Benar saja, dalam hitungan detik Sean bangkit. Kepakan sayap emas itu melebar sempurna, dan pedangnya mengarah ke Zurry.
Sama seperti yang dilakukan oleh Zurry tadi, Sean menyerangnya dengan kecepatan tinggi tanpa aba-aba. Suara dentingan pedang Zurry menangkis setiap serangan Sean.
Benar-benar cepat, Zurry saja di buat keheranan dimana tubuh Sean berada.
Dan buruknya, Zurry kalah telak. Sean menerjang dada Zurry, sampai membuat pria itu mengalami nasib yang sama—seperti yang Sean alami. Tubuh Zurry menghantam patung besar yang berdiri kokoh.
Patung itu roboh, begitu kuatnya terjangan Sean. Beruntung, patung itu roboh tak menimpanya, tapi patung itu roboh ke arah Sean.
Sean menahan beratnya massa patung, hanya dengan satu tangan. Tubuh Sean bercahaya, tapi dia terus memandang Zurry yang terduduk lemas.
“Aku tak akan membunuhmu. Anggap saja, kali ini kau beruntung!” ujar Sean memperingati.
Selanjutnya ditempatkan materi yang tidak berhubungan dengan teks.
PR #17176, opened 2026-07-21
fix(go): resolve tenant model IDs in memory create/update without hard failure

euvre:
### Summary

In Go mode, the memory configuration page could not set LLM and embedding model parameters because the Go `MemoryService` diverged from the Python implementation in two ways:

1. **`CreateMemory` hard-failed on model resolution**: When `ResolveModelID` returned an error (e.g. for Builtin models that have no `tenant_model` row), the entire memory creation was aborted. Python's `ensure_tenant_model_ids_for_params` catches `LookupError` and silently skips, allowing the operation to proceed.

2. **`UpdateMemory` did not resolve tenant model IDs**: When `llm_id` or `embd_id` was updated, the corresponding `tenant_llm_id` / `tenant_embd_id` was never re-resolved, leaving them stale or null. Python's `update_memory` API handler calls `ensure_tenant_model_ids_for_params` before processing the update.

Both are now fixed to match Python behavior:

- `CreateMemory`: resolution failure is non-fatal — if `ResolveModelID` fails or returns empty, the `tenant_*_id` field is left nil and the memory is still created.
- `UpdateMemory`: when `llm_id` / `embd_id` is provided and the corresponding `tenant_*_id` is not explicitly set, the backend resolves it via `ResolveModelID`. Resolution failure is non-fatal.

### Testing

```
bash build.sh --test ./internal/service/...
ok  ragflow/internal/service  1.996s
ok  ragflow/internal/service/chunk  0.202s
ok  ragflow/internal/service/dataset  1.261s
ok  ragflow/internal/service/document  1.012s
ok  ragflow/internal/service/file  0.262s
ok  ragflow/internal/service/graph  0.115s
ok  ragflow/internal/service/nlp  0.024s
```

### DIFF
--- a/internal/service/memory.go
+++ b/internal/service/memory.go
@@ -20,6 +20,7 @@ import (
 	"context"
 	"errors"
 	"fmt"
+	"log/slog"
 	"ragflow/internal/common"
 	"ragflow/internal/entity"
 	models "ragflow/internal/entity/models"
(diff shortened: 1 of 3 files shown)


wangq8 (commented):
LGTM on the memory service changes. The model resolution fix is correct and necessary.

**What's good:**
- : Model resolution failure is now non-fatal — correctly handles Builtin models that have no  row, matching Python's 
- :  /  are now re-resolved when  /  is updated, keeping the tenant model ID fields consistent after updates — this was a real bug
- Resolution guard  is correct — skips empty/invalid resolutions silently

**One note:** The PR also changes  →  in  and . These appear unrelated to the memory fix. If intentional (e.g., tailwind v4 migration cleanup), it's fine — but next time consider separating unrelated UI polish into its own PR to keep the diff focused.

wangq8 (commented):
LGTM on the memory service changes. The model resolution fix is correct and necessary.

What's good:
- `CreateMemory`: Model resolution failure is now non-fatal — correctly handles Builtin models that have no `tenant_model` row, matching Python's `ensure_tenant_model_ids_for_params`
- `UpdateMemory`: `tenant_llm_id` / `tenant_embd_id` are now re-resolved when `llm_id` / `embd_id` is updated, keeping the tenant model ID fields consistent after updates — this was a real bug
- Resolution guard (`err == nil && resolved != ""`) is correct — skips empty/invalid resolutions silently

One note: The PR also changes `outline-0` to `outline-none` in `web/src/components/ui/button.tsx` and `web/src/components/ui/checkbox.tsx`. These appear unrelated to the memory fix. If intentional (e.g., tailwind v4 migration cleanup), it's fine — but next time consider separating unrelated UI polish into its own PR to keep the diff focused.

Lynn-Inf (commented):
For branches where `err != nil`, it's better to add some logging to avoid masking the actual error. Other parts LGTM.

dcc123456 (approved):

Sean membanting patung besar itu dari tangannya. Berbalik, Sean meninggalkan pria yang hampir sekarat itu.
Zurry, di sela-sela tubuhnya yang terkulai lemah. Merogoh pakaiannya, Zurry mengeluarkan sebuah senjata rahasia. Benda kecil itu mata tajam, dan di setiap sisi benda itu berisi racun.
Senjata andalan Zurry ini, memiliki lima mata pisau. Setelah mengeluarkan senjata rahasia itu, dia melemparnya ke arah tubuh Sean.
“Pangeran!” Amuria berteriak.
Sean menoleh. Sayap Sean terbuka, menjadi tameng saat senjata itu menyangsang bahunya. Beruntung, senjata itu tak ada apa-apanya dengan kekuatan dari sayap yang Sean miliki.
“Dia ....”
Zurry hening, tak berkata apapun lagi.